Drusilla Elizabeth (née Tandy) Nixon, civil rights activist, community advocate, and music educator, was born on July 15, 1899 in Toledo, Ohio, the daughter of Maud Grant Tandy and John Clifford Tandy. She attended Toledo’s Waite High where she was the only black student in her class. Drusilla wrote for the school magazine, was elected class novelist, and became the orchestra’s violinist and concertmaster. Her musical talents won her first-place in a composers’ national contest. Later she taught piano lessons—her most famous client was future California congresswoman Barbara Lee. Tandy attended the University of Toledo before it closed due to the 1918 worldwide influenza outbreak.
In 1920 Tandy moved to Knoxville, Tennessee and married attorney and East Tennessee News owner-editor Webster Porter. After giving birth to Dorothy M.L. Porter (1922), Drusilla filed for divorce due to Porter’s physical abuse during the pregnancy and departed with Dorothy to Toledo. She then married Ernest Attwell, Director of the National Recreation Association Bureau of Colored Work in Philadelphia, Pennsylvania. That marriage failed and Drusilla secured prominent attorney Raymond Pace Alexander who arranged for the Attwell divorce to become final in Ciudad Juárez, México in 1935. A few days later in Las Cruces, New Mexico, Drusilla married physician Lawrence Nixon who was already nationally prominent for his civil rights work in El Paso. The couple had two children: Drusilla Ann Nixon (1937) and Edna Angela Nixon (1939).
Drusilla Nixon quickly became involved in organizations in her new home town, El Paso, including the Black Girl Reserves, the Phyllis Wheatley Club, the United Service Organization, the YWCA board, Church Women United, and the Mental Health Board. She also joined the El Paso Council of Churches, the St. James Myrtle United Methodist Church, and the El Parks and Recreation board.
In 1945 Nixon helped organize the El Paso Southern Conference for Human Welfare. The SCHW was committed to multiracial coalition building to address institutional racism, economic disparity, and political exclusion. As a charter member, Nixon participated in group meetings, voter registration drives, lobbied for abolishing the poll tax, led educational reform discussions, publicized the effects of Southern segregation, prevented the deportation of labor activist Humberto Silex, and organized the visit of Idaho senator Glen H. Taylor, a leading liberal supporter of civil rights in the South. Unfortunately, the local FBI field office began to surveil Nixon and other SCHW members. The House Un-American Activities Committee deemed the national SCHW a “deviously camouflaged Communists-front organization.” These false allegations prompted the El Paso-SCHW to cease operating in 1948.
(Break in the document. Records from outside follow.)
PR #6606, opened 2023-01-07
Redesign ReverbSC and change its title.

tuckotb:
This pull request redesigns ReverbSC and changes its name from ReverbSC to Reverb (this is in favor of new algorithms, a dropdown can be implemented).

The background artwork was designed by @datkat21 in Figma.

In the image below the original ReverbSC is portrayed first, followed by the redesign, and lastly Dual Filter for comparison. The window is 144 by 144.

ReverbSC, Reverb, and Dual Filter


JGHFunRun:
I'd say wait on the name change until new algorithms are implemented, that said I do like the UI

Spekular:
I don't think it's a good idea to try to fit all (potential future) reverb algorithms into a single plugin. They're pretty likely to have different parameters, and trying to shoehorn support for that into one effect instead of having separate ones is unnecessarily complex.

actuallyexeon:
Yeah, I was thinking how I would add the new parameters and how I would change the artwork.png but I think it's just better to create a better algorithm and plugin instead.

superpaik:
I agree with the comment regarding the name. As for the artwork, I think that "IN" an "OUT" shouldn't be hardcode, you could use a label to do it (see the bitcrush effect) so they can be translated.

rdrpenguin04:
I'm not even sure what the SC means in the name; making a canonical "Reverb" plugin in LMMS seems like a very logical idea, especially given the way that Compressor has gone (combination Compressor and Limiter) and the way Cabinet already is (selectable Cabinet type rather than a larger number of plugins).

I personally agree with the rename, and I love the design :smile:

he29-net:
@rdrpenguin04 The 'SC' in ReverbSC refers to the author, Sean Costello. You may know him as the author of the "Valhalla" series of reverbs. I.e., this is not a simple generic reverb, but a specific (and very nice sounding) algorithm he developed. So dropping his initials from the name somehow does not seem fair to me. :)

Otherwise, the GUI redesign looks good.

As for making it the "default reverb plugin": it seems like a good idea, but all we have is a (very long) list of plugins; there is nothing that really says "if in doubt, use this one". What about, instead of relying on "simple names", we added a `recommended` flag for each plugin? Then we could select a recommended plugin for each category, add a '★' column to the effect list, and a simple sort on that column would bring all recommended plugins to the top. (Or, there is also the overkill option of having a full-blown rating system and sorting by the score... But that discussion is probably better left for its own issue, I'm getting distracted..)

rubiefawn:
I have some thoughts:

- There's an ongoing effort to replace raster assets with vector assets (see #7767, #7777), so if this PR is to move forward, `artwork.png` should be replaced with an equivalent `artwork.svg`.
- Like @superpaik said, the "IN" and "OUT" labels should not be hard-coded into the background image. These labels can be added to the in/out meters through code, which will allow them to be translated to other languages.
- Looking at the code, the in/out meters are actually faders (slider and all) and have "Gain" tooltips, but there doesn't seem to be any code that actually uses the values of these faders. This is confusing since a user might expect them to actually control input/output volume of the plugin, which they do not, and pre/post gain controls are also a feature that doesn't really make sense for reverb. What was the intent here?
- Furthermore, for some reason these faders are taken from the EQ plugin (see `CMakeLists.txt`) rather than using `Fader.h`. This seems odd to me.
- All but two of the new or modified lines in this PR with parentheses have whitespace padding inside the parentheses, which does not adhere to our current [coding conventions](https://github.com/LMMS/lmms/wiki/Coding-Conventions#braces) (e.g. `inFader->setHintText( tr( "Gain" ), "dBFS" )` should be `inFader->setHintText(tr("Gain"), "dBFS")`). Please make sure any lines you touch follow our coding conventions.
- It's been two years since the last update to this PR. Is there still interest?

rubiefawn:
If there is no further discussion before Oct 25, 2026 (one year after my previous comment, and more than three years after the most recent commit) I will close this PR.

Nixon nonetheless continued her civil rights work. In 1961 at the age of 62, she helped formed the Citizens’ Committee on Human Relations. The committee successfully lobbied the El Paso City Council to approve Ordinance 2698 in 1962 which desegregated restaurants, hotels, motels, and places of public entertainment throughout the city. Because of this measure the national press proclaimed El Paso had “became the first entirely integrated city in Texas, the first in all the South and Southwest to come to terms with the most divisive issue of the republic.”
Drusilla Nixon died on May 10, 1990 at the age of 90. The El Paso Commission for Women inducted her posthumously as an honorary member to the City’s Hall of Fame.